> **RECORDS FOR THE TASK**:
PR #7660, opened 2021-03-05
Open up initialisers to make Firestore more testable

peterfriese:
As discussed, this PR opens up a few initialisers in Firestore to make it more testable from Swift.

It is based on @lorenzofiamingo's PR #7623 - see his original comment about not being able to mock Firestore classes: https://github.com/firebase/firebase-ios-sdk/pull/7623#discussion_r584122727


Firestore/Source/Public/FirebaseFirestore/FIRTimestamp.h
```diff
@@ -33,8 +33,8 @@ NS_ASSUME_NONNULL_BEGIN
 NS_SWIFT_NAME(Timestamp)
 @interface FIRTimestamp : NSObject <NSCopying>
 
-/** :nodoc: */
-- (instancetype)init NS_UNAVAILABLE;
+/** Initialiser. Only for use in unit tests. */
+- (instancetype)init;
```
maksymmalyhin, line 37: I think we should just make the designated initializer public here:
https://github.com/firebase/firebase-ios-sdk/blob/627ebdcd4575d8f4ca7b7942fe183a54ec0b2ab3/Firestore/Source/API/FIRTimestamp.m#L68

Firestore/Source/Public/FirebaseFirestore/FIRTransaction.h
```diff
@@ -29,8 +29,8 @@ NS_ASSUME_NONNULL_BEGIN
 NS_SWIFT_NAME(Transaction)
 @interface FIRTransaction : NSObject
 
-/** :nodoc: */
-- (id)init __attribute__((unavailable("FIRTransaction cannot be created directly.")));
+/** Initialiser. Only for use in unit tests. */
+- (id)init;
```
maksymmalyhin, line 33: Types like this look a bit different from the simple data types like `FIRTimestamp` or `FIRInAppMessagingDisplayMessage` where exposing the designated initializers looks natural and useful. In this case exposing the init actually may lead to confusion and reduce quality of the API. 

I think for types like this we should take a step forward and provide a fake implementation. We can have a separate module (e.g. `FirebaseTestsSupport`, or multiple like `FirebaseFirestoreTestSupport`, `FirebaseInAppMessagingTestsSupport`, etc.) with Objective-C implementations of the fakes which would subclass the original types and encapsulate the dirty work. In this case this module/podspec can be added as a dependency to tests only, so we can keep the public API clean but unblock testing.

@peterfriese @ryanwilson @paulb777 @ncooke3 WDYT?

FirebaseCombineSwift/Sources/Firestore/CollectionReference+Combine.swift
```diff
@@ -0,0 +1,89 @@
+/*
+ * Copyright 2021 Google
```
paulb777, line 2: LLC

In general, please address the GHA check failures

Firestore/Source/Public/FirebaseFirestore/FIRCollectionReference.h
```diff
@@ -29,8 +29,8 @@ NS_ASSUME_NONNULL_BEGIN
 NS_SWIFT_NAME(CollectionReference)
 @interface FIRCollectionReference : FIRQuery
 
-/** :nodoc: */
-- (id)init __attribute__((unavailable("FIRCollectionReference cannot be created directly.")));
+/** Initialiser. Only for use in unit tests. */
```
paulb777, line 32: Please use American English in code and comments. "Initializer". I'm ok with British English in PR descriptions though.

Firestore/Source/Public/FirebaseFirestore/FIRTransaction.h
paulb777: SGTM

ncooke3: this approach SGTM as well!

peterfriese: SG - TBH, I opened up every class that looked remotely interesting, in an attempt to make sure @lorenzofiamingo is unblocked. I realise this might be overly broad, so I might lock the simple types down again and just keep the others open.

Firestore/Source/Public/FirebaseFirestore/FIRTimestamp.h
peterfriese: We might not even need this. Rolling back for now.

Firestore/Source/Public/FirebaseFirestore/FIRTransaction.h
maksymmalyhin: SGTM to add `init` methods to unblock contribution for now with TODO to refactor it to be available only in a separate testing support target only.

FirebaseCombineSwift/Sources/Firestore/CollectionReference+Combine.swift
```diff
@@ -0,0 +1,89 @@
...
+
+#if canImport(FirebaseFirestoreSwift)
+
+import FirebaseFirestoreSwift
+
+#endif
+
+@available(swift 5.0)
+@available(macOS 10.15, iOS 13, watchOS 6, tvOS 13, *)
+extension CollectionReference {
```
maksymmalyhin: Optional: it may be cleaner to have a separate PR for initializers only.

Firestore/Source/Public/FirebaseFirestore/FIRQuery.h
```diff
@@ -38,8 +38,9 @@ typedef void (^FIRQuerySnapshotBlock)(FIRQuerySnapshot *_Nullable snapshot,
  */
 NS_SWIFT_NAME(Query)
 @interface FIRQuery : NSObject
-/** :nodoc: */
-- (id)init __attribute__((unavailable("FIRQuery cannot be created directly.")));
+
+/** Initialiser. Only for use in unit tests. */
+- (id)init;
```
maksymmalyhin, line 43: Please add a TODO to revisit the approach for such classes.

maksymmalyhin (approved):
@peterfriese Thank you! LGTM, after adding TODOs.

I'll try to send an example with a separate testing support target soon.

peterfriese:
Closing this in favour of #7668

PR #7667, opened 2021-03-05
remove nightly_test version since versions are based on tags.

granluo:


paulb777:
@granluo Close since this was done in another PR?

PR #9342, opened 2022-02-14
Complete Swift API coverage tests for Messaging.

ryanwilson:
This does have two warnings, but keeping them enables us to get an
actual break when the enum changes.

[skip ci] temporarily


ryanwilson:
np! Test failure is the CocoaPods podspec version being different from the test, it passes locally so I'll merge.

PR #9345, opened 2022-02-14
firestore::local::LevelDbDocumentOverlayCache added.

dconeybe:
Create `LevelDbDocumentOverlayCache`, the analogue of [`SqliteDocumentOverlayCache.java`](https://github.com/firebase/firebase-android-sdk/blob/ee6e6564f1689ccffcb6e193e54a46847cec81a1/firebase-firestore/src/main/java/com/google/firebase/firestore/local/SQLiteDocumentOverlayCache.java) from the Android SDK. The unit tests for `LevelDbDocumentOverlayCache` re-use the ones for`MemoryDocumentOverlayCache` (added in #9330), since those tests were written in a manner that enables them to be parameterized.

Future PRs will be needed to improve the performance of this new class. The performance of `GetOverlay()` is O(log(n)), which is acceptable; however, the performance of `RemoveOverlaysForBatchId()`, `GetOverlays(const ResourcePath&, int)`, and `GetOverlays(const std::string&, int, std::size_t)` are θ(n), where _n_ is the number of overlays in the database for the user, which is unacceptable. Using manual indexing, their performances can be improved to O(m(log(m)) for `RemoveOverlaysForBatchId()` and O(m) for the two `GetOverlays()` methods, where _m_ is the number of overlays that are affected/returned by the methods.

#no-changelog


Firestore/core/src/local/leveldb_key.h
```diff
@@ -874,6 +879,51 @@ class LevelDbIndexEntryKey {
...
+  }
+
+  /** The path to the document, as encoded in the key. */
+  const model::DocumentKey& document_key() const {
+    return document_key_;
+  }
+
+ private:
+  std::string user_id_;
+  model::DocumentKey document_key_;
```
wu-hui, line 924: Just want to point this out before I review further, I think if you add `largest_batch_id` as the third segment to the key, you can avoid the new proto and remove the serialization code as well.

This PR will be much smaller this way.

dconeybe: Hmmm okay I'll give that a try.

dconeybe: Done. PTAL.

dconeybe: Actually... I found a bug. I'm working on a fix.

dconeybe: Fixed by cf04e6740bd371738cd62bed71498838a259e3db

wu-hui (approved):
Thanks for deleting the proto!

I left some comments, around a method you are about to rewrite..for feel free to ignore.

wu-hui:
LGTM

PR #9361, opened 2022-02-17
[Heartbeat Logging] Style branch and add two TODOs

ncooke3:
- Run style script on the branch
- Add two TODOs

**Context**
The [`platform-logging-main`](https://github.com/firebase/firebase-ios-sdk/tree/platform-logging-main) is new and was created off of master and then the 12 (approved) heartbeat-related commits from [`heartbeats-main`](https://github.com/firebase/firebase-ios-sdk/tree/heartbeats-main) were cherry-picked into it. 

The end goal was to have a feature branch with the heartbeat work that was cleanly rebased onto master (rather than merged like in `heartbeats-main`). See clean comparison now: https://github.com/firebase/firebase-ios-sdk/compare/platform-logging-main

### DIFF
--- a/HeartbeatLogging/Tests/Unit/HeartbeatStorageTests.swift
+++ b/HeartbeatLogging/Tests/Unit/HeartbeatStorageTests.swift
@@ -296,7 +296,7 @@ private class StorageFake: Storage {
     if let onWrite = onWrite {
       return try onWrite(data)
     } else {
-      self.fakeFile = data
+      fakeFile = data
     }
   }
 }
--- a/HeartbeatLogging/Tests/Unit/HeartbeatStorageTests.swift
+++ b/HeartbeatLogging/Tests/Unit/HeartbeatStorageTests.swift
@@ -285,8 +285,8 @@ private class StorageFake: Storage {
   func read() throws -> Data {
     if let onRead = onRead {
       return try onRead()
-    } else if let fakeFile = fakeFile {
-      return fakeFile
+    } else if let data = fakeFile {
+      return data
     } else {
       throw StorageError.readError
     }
--- a/HeartbeatLogging/Tests/Unit/HeartbeatStorageTests.swift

> **WHAT THE TASK ASKS**:
Reproduce, character for character, only the lines of the preceding data that start at the line with "Firestore/Source/Public/FirebaseFirestore/FIRQuery.h" and end at the line with "after adding TODOs.", both included.

> **WRITTEN SOLUTION**:
Firestore/Source/Public/FirebaseFirestore/FIRQuery.h
```diff
@@ -38,8 +38,9 @@ typedef void (^FIRQuerySnapshotBlock)(FIRQuerySnapshot *_Nullable snapshot,
  */
 NS_SWIFT_NAME(Query)
 @interface FIRQuery : NSObject
-/** :nodoc: */
-- (id)init __attribute__((unavailable("FIRQuery cannot be created directly.")));
+
+/** Initialiser. Only for use in unit tests. */
+- (id)init;
```
maksymmalyhin, line 43: Please add a TODO to revisit the approach for such classes.

maksymmalyhin (approved):
@peterfriese Thank you! LGTM, after adding TODOs.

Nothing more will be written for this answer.